The irony of the situation is that Israel which is ruthlessly suppressing the Palestinian movement is demanding a so-called right to self-determination for a terrorist group that falsely claims to be representing Kurds. At a conference on counter-terrorism last month, Shaked added: "A free Kurdistan should be established, at least in Iraq. It is in the U.S. and Israel's interest for this to happen. It is time for the U.S. to support the process."
Seth Frantzman, a research associate at the Rubin Center for Research in International Affairs in Herzliya, described these terrorist groups as the only one in the Middle East who have good relations with Israel. “If they got independence, it would be another country with good relations with Israel,” he said, speaking to the Jerusalem Post.
According to Israeli news website Mako, several protests took place in Tel Aviv over the past few days with rabbis and former military officials coming out on the streets to denounce Turkey’s anti-terrorism operations.
“In an ocean of the political and cynical interests of foreign powers, human beings are needed. If human life is still worth anything in this world, the madness that is happening next to us must stop,” said an organizer, Tal Hartham.
Paradoxically, these protesters choose to keep their eyes shut at the atrocities and the human rights abuses committed by Israeli forces on Palestinians living nearby.
The Jerusalem Post reported that a group of over 100 Israeli military officers sent a letter to Netanyahu and Israeli Defense Force Chief Lt. Gen. Aviv Kochavi urging them to act to prevent the anti-terror operation launched by Turkey. “As Israelis and as Jews, we must not stand idly by,” the letter said.

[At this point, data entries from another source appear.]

PR #335, opened 2023-01-17
Fix the progress bar

### LINKED ISSUE #319: Improve the progress bar
**Environment information**
* Mquery version (from the /status page): 1.3.0
* Ursadb version (from the /status page): 1.5.0
* Installation method:
  - [ ] Generic docker-compose
  - [ ] Dev docker-compose
  - [ ] Native (from source)
  - [x] Other (please explain): Installed all components separately (test environment)

I'll allow myself to skip the template.

Current progress bar has multiple problems. In no particular order:

* If an error happens before datasets are collected, progress bar stays in the "collecting datasets" state (even though job is cancelled already)
* If an error happens before all agents are queried, progress bar stays incomplete forever (even though job is cancelled)
* Progress bar behaves in a non-obvious way (because of a complex logic I won't explain here). There actually two progress bars in one - one thing we track is how many ursadb datasets were queried, and the second is how many candidates from ursadb were scanned with yara. I still think we should show what actually happens, but in a more understandable way to the user.
* Don't double-count errored and processed files (when file errors out, we increment files_errored counter. But we always show all processed files as green. So for example if all files fail, we show 50% green 50% red progress bar)
* I would also like to see the number of files checked with yara (maybe also with some % of true positives, to let the user know how good their rule is)

I'm not sure yet what the perfect progress bar would look like, but one thing I want to make sure is: when the query is finished (status: cancelled, or errored, etc) the progress bar is at 100% and no spinners are shown. If the status is finished but not "done" (success), the progress bar should be all red.

msm-code:

Explained in issue #319

This is a mix PR between "features" and "bugfixes"

> If an error happens before datasets are collected, progress bar stays in the "collecting datasets" state (even though job is cancelled already)

This one is fixed.

> If an error happens before all agents are queried, progress bar stays incomplete forever (even though job is cancelled)

This one too.

> Progress bar behaves in a non-obvious way (because of a complex logic I won't explain here). There actually two progress bars in one - one thing we track is how many ursadb datasets were queried, and the second is how many candidates from ursadb were scanned with yara. I still think we should show what actually happens, but in a more understandable way to the user.

I improved (?) it by adding a more elaborate description. In some cases it can get as long as this:

image

Irrelevant parts are not shown (for example, when all datasets are queried and collected already, only "matching: " part is visible.

I'm not sure about including the part `Backends working: 1`. It may be confusing, but on the other hand it explains progress bars like this:

image

Without the number of backends working visible it's very uncler why the query is still in progress (this is because in this case there were 10 dead backends configured).

> Don't double-count errored and processed files (when file errors out, we increment files_errored counter. But we always show all processed files as green. So for example if all files fail, we show 50% green 50% red progress bar)

Fixed.

> I would also like to see the number of files checked with yara (maybe also with some % of true positives, to let the user know how good their rule is)

Another UI change I'm not sure about. When the query is done, and only in the query view, matches are shown next to a number of candidates:

image

This is a very useful feature for me (as a developer and maybe a poewr user), not sure about the others.

**Test plan**

**Closing issues**

fixes #319

### DIFF
--- a/src/mqueryfront/src/components/QueryProgressBar.js
+++ b/src/mqueryfront/src/components/QueryProgressBar.js
@@ -54,7 +54,6 @@ const QueryProgressBar = (props) => {
     const datasetPct = Math.round(datasetFrac * 100);
 
     // TODO: remove the "failed" status after merging #317
-    console.log(status);
     if (status == "cancelled" || status == "failed") {
         return finalProgressBar(job, "query cancelled", "bg-danger");
     }
--- a/src/mqueryfront/src/components/QueryProgressBar.js
+++ b/src/mqueryfront/src/components/QueryProgressBar.js
@@ -1,9 +1,36 @@
 import React from "react";
 import ActionCancel from "./ActionCancel";
 import QueryTimer from "./QueryTimer";
-import { isStatusFinished, getProgressBarClass } from "../utils";
+import { isStatusFinished } from "../utils";
 import { FontAwesomeIcon } from "@fortawesome/react-fontawesome";
 import { faSpinner } from "@fortawesome/free-solid-svg-icons";
+
+const finalProgressBar = (job, text, cssBg) => (
+    <div>
+        <div className="progress">
+            <div
+                className={"progress-bar " + cssBg}
+                role="progressbar"
+                style={{ width: "100%" }}
+                data-toggle="tooltip"
+                title={text}
+            >
+                {text}
+            </div>
+        </div>
+        <div>
+            <div className="float-right">
+                <QueryTimer
+                    job={job}
+                    isFinished={true}
+                    duration={true}
+                    countDown={true}
+                />
+            </div>
+            <div className="clearfix"></div>
+        </div>
+    </div>
+);
 
 const QueryProgressBar = (props) => {
     const { job, compact, onCancel } = props;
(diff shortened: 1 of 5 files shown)


src/mqueryfront/src/components/QueryProgressBar.js
```diff
@@ -16,74 +43,81 @@ const QueryProgressBar = (props) => {
...
+        total_files ? Math.round((files * datasetFrac * 100) / total_files) : 0;
+
     const datasetsDone = total_datasets - datasets_left;
     const datasetFrac = total_datasets > 0 ? datasetsDone / total_datasets : 0;
     const datasetPct = Math.round(datasetFrac * 100);
 
-    const getPercentage = (files) =>
-        total_files ? Math.round((files * datasetFrac * 100) / total_files) : 0;
+    // TODO: remove the "failed" status after merging #317
+    console.log(status);
```
nazywam, line 57: Leftover log, probably safe to remove?

nazywam (approved):

src/mqueryfront/src/components/QueryProgressBar.js
msm-code: Oof. Looks like CI rule that was meant to catch this stopped working at some point. Added issue for myself: #337

ITAYC0HEN:
> This is a very useful feature for me (as a developer and maybe a poewr user), not sure about the others

Well, this is true for the entire thing. non power-users would only want the "Okay dude when are you going to finish this thing?!@$" (ETA) and the number of results.

msm-code:
By entire thing do you mean the progress description?

Possibly. I find it annoying when I don't know what's going on, and have no way to check. For example, I'd like to know if a query is slow because ursadb processing takes too long (== complicated rule) or because there are too many candidates (== not strict enough rule). I'm not even sure it's completely irrelevant for non-power user, since it's an implicit feedback about "why" the rule is slow.

I would be OK with not showing this information by default / hiding it a bit, but I didn't find any way to do this in a reasonable way. Maybe when hovering a mouse over something?

Other than the UI changes, there are three bugfixes in this PR, hopefully non-controversial.

PR #340, opened 2023-01-22
Remove old status types

msm-code:

Code handles some old, currently unused statuses

Dead code is removed. One ugly thing is that we need a fallback for the old statuses still in the database, since there is no mechanism for data migration in Redis (maybe we can hand-roll our own someday, unless we somehow decide to go with #74)  

**Test plan**

**Closing issues**

### DIFF
--- a/src/db.py
+++ b/src/db.py
@@ -79,6 +79,11 @@ class Database:
     def get_job(self, job: JobId) -> JobSchema:
         """Retrieves a job from the database. Tries to fix corrupted objects"""
         data = self.redis.hgetall(f"job:{job}")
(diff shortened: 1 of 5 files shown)


nazywam:
`utils/mquery.py:        FINISHED_STATES = ["cancelled", "failed", "done", "removed"]` I guess we're leaving this one for compatibility?

nazywam (approved):

msm-code:
Nice find, I actually missed it.

Ehh, I don't see an important reason to keep this for compatibility. This script is supposed to be used on new samples only. So cleaning it up shouldn't break anything, and leaving old statuses may be confusing. Removed them.

PR #327, opened 2023-01-12
Open-source, document and explain the S3 plugin/integration

msm-code:
**Your checklist for this pull request**
- [x] I've read the [contributing guideline](https://github.com/CERT-Polska/mquery/blob/master/CONTRIBUTING.md).
- [ ] I've tested my changes by building and running mquery, and testing changed functionality (if applicable)
- [ ] I've added automated tests for my change (if applicable, optional)
- [ ] I've updated documentation to reflect my change (if applicable)

**What is the current behaviour?**

No public documentation about s3 support

**What is the new behaviour?**

S3 support is documented. S3 plugin is open-sourced. Documentation is better.

**Test plan**

Literally half of the PR is a test plan guide.

**Closing issues**

fixes #326

PR #342, opened 2023-01-22
Plugin requirements install in web dockerfile

yankovs:

The web dockerfile build fails in case some plugin uses a python module not present in vanilla mquery due to the use of `PluginManager` and plugin loading in `app.py`

Build is successful.

**Test plan**
Build it and see if operational. I've tested this change with a plugin that uses `boto3` and it seems to work.

### DIFF
--- a/deploy/docker/daemon.Dockerfile
+++ b/deploy/docker/daemon.Dockerfile
@@ -1,8 +1,11 @@
 FROM python:3.10
 
 RUN apt update; apt install -y cmake
+
 COPY "requirements.txt" "/tmp/requirements.txt"
 RUN pip install -r /tmp/requirements.txt
+
+# plugin requirements
 # requirements.txt is added because at least one file must exist
 COPY requirements.txt src/plugins/requirements-*.txt /tmp/
 RUN ls /tmp/requirements-*.txt | xargs -i,, pip --no-cache-dir install -r ,,
--- a/deploy/docker/daemon.Dockerfile
+++ b/deploy/docker/daemon.Dockerfile
@@ -4,7 +4,7 @@ RUN apt update; apt install -y cmake
 
 # mquery and plugin requirements
 COPY requirements.txt src/plugins/requirements-*.txt /tmp/
-RUN ls /tmp/requirements-*.txt | xargs -i,, pip --no-cache-dir install -r ,,
+RUN ls /tmp/requirements*.txt | xargs -i,, pip --no-cache-dir install -r ,,
 
 COPY "src/" "/app"
 RUN chmod +x "/app/daemon.py"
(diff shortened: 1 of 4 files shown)


msm-code:
Thanks for your PR!

> The web dockerfile build fails in case some plugin uses a python module not present in vanilla mquery due to the use of PluginManager and plugin loading in app.py

Oof, right.

Would you mind also fixing `dev.web.Dockerfile`? I see that we don't install plugin dependencies there too. And maybe also add the `# plugin requirements` line to dev.daemon.Dockerfile` (just to keep things consistent).

One more idea, what do you think about changing:

```dockerfile
COPY "requirements.txt" "/tmp/requirements.txt"
RUN pip install -r /tmp/requirements.txt
# requirements.txt is added because at least one file must exist
COPY requirements.txt src/plugins/requirements-*.txt /tmp/
RUN ls /tmp/requirements-*.txt | xargs -i,, pip --no-cache-dir install -r ,,
```

To:

```dockerfile
# Copy and install main requirements.txt and plugin requirements.
COPY requirements.txt src/plugins/requirements-*.txt /tmp/
RUN ls /tmp/requirements*.txt | xargs -i,, pip --no-cache-dir install -r ,,
```

I didn't test thoroughly, but they look equivalent and I don't see a point of splitting the requirements installation process into two separate steps.

> Build it and see if operational. I've tested this change with a plugin that uses boto3 and it seems to work.

Looks like I should add requirements-s3.txt file to #327 too. And probably some tests, to catch similar misconfigurations in the docker images in the future.

This means that every official docker image we build & distribute will have (usually unnecessary) dependencies, like mwdblib and now minio. I'm inclined to accept this cost, since cost/benefit of a few megabytes more is worth lesser complexity.

yankovs:
Just notices that the actual line is:  
```bash
RUN ls /tmp/requirements-*.txt | xargs -i,, pip --no-cache-dir install -r ,,
```  
So it'll install only files of the form `requirements-*`. The ways I see around this (all of which I think are just aesthetically different):  
- Keep as is, with 2 requirements-install blocks, with the same redundancy and comments telling the story
- Remove the `-` in the `ls`, listing all files of the form `requirements*.txt`
- Merge those two install blocks to one, something of the form:
```bash
COPY requirements.txt src/plugins/requirements-*.txt /tmp/
RUN pip install -r /tmp/requirements.txt
RUN ls /tmp/requirements-*.txt | xargs -i,, pip --no-cache-dir install -r ,,
```  

@msm-code I think it's best to just stick with one and use it, what's your favorite 🙃?

msm-code:
>  `Remove the - in the ls, listing all files of the form requirements*.txt`

Thought about that one (I've put it in my snippet suggestion, but didn't call it out), so `ls requirements*.txt`

> @msm-code I think it's best to just stick with one and use it, what's your favorite?

I prefer the one with less docker layers, so `RUN ls /tmp/requirements*.txt | xargs -i,, pip --no-cache-dir install -r ,,`. Your third option is a tiny bit more cacheable, but don't think it's important in this use case.

msm-code (approved):
Looks good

Israeli Foreign Minister Avigdor Liberman, who was in office from 2013–2015, was quoted as saying that Tel Aviv might support the YPG/PKK against Turkey. Though he denied this statement later, saying that media had misquoted him, but that laid a fertile ground to believe that a conspiracy was being laid somewhere to destabilize the region.
YPG/PKK's Israeli links
Writing in the Middle East Quarterly, Ofra Bengio, a senior research fellow at the Moshe Dayan Center for Middle Eastern and African Studies at Tel Aviv University, said that a May 2010 YPG/PKK attack inside Turkey coincided with the Israeli operation against the ship Mavi Marmara, en route to Gaza. She said that it raised suspicions in Ankara that the attack had been masterminded by Israel. Similarly, she says that Turkish intelligence officials had accused Tel Aviv of aiding the PKK by collecting intelligence in the Hatay and Adana regions via unmanned aerial vehicles.
On May 31, 2010, Israeli military forces attacked Mavi Marmara, a passenger vessel with 600 civilians on board killing nine civilians, eight of whom were Turkish citizens and one U.S. citizen of Turkish descent. More than 40 civilians were also injured. The ship was part of an aid flotilla, a multi-faith convoy of six ships organized by a coalition of NGOs from 37 countries transporting certified humanitarian aid to the Gaza Strip.
In 2004, noted American journalist Seymour M. Hersh quoted German intelligence officials saying that they had evidence that Tel Aviv was using its new leverage within terrorist groups in Syria and Iran for intelligence and operational purposes.
Hersh further quoted Lebanese Minister of Information Michel Samaha as saying that his government had evidence Israel was preparing the terrorist groups to fight all around Iraq, in Syria, Turkey, and Iran. "They're being programmed to do commando operations."
Bengio believes that there have been claims that Israel has been developing ties with the Free Life Party of Kurdistan (PJAK), a Kurdish-Iranian group linked to the PKK. “There are reports that Tel Aviv has provided them training and basis,” she said.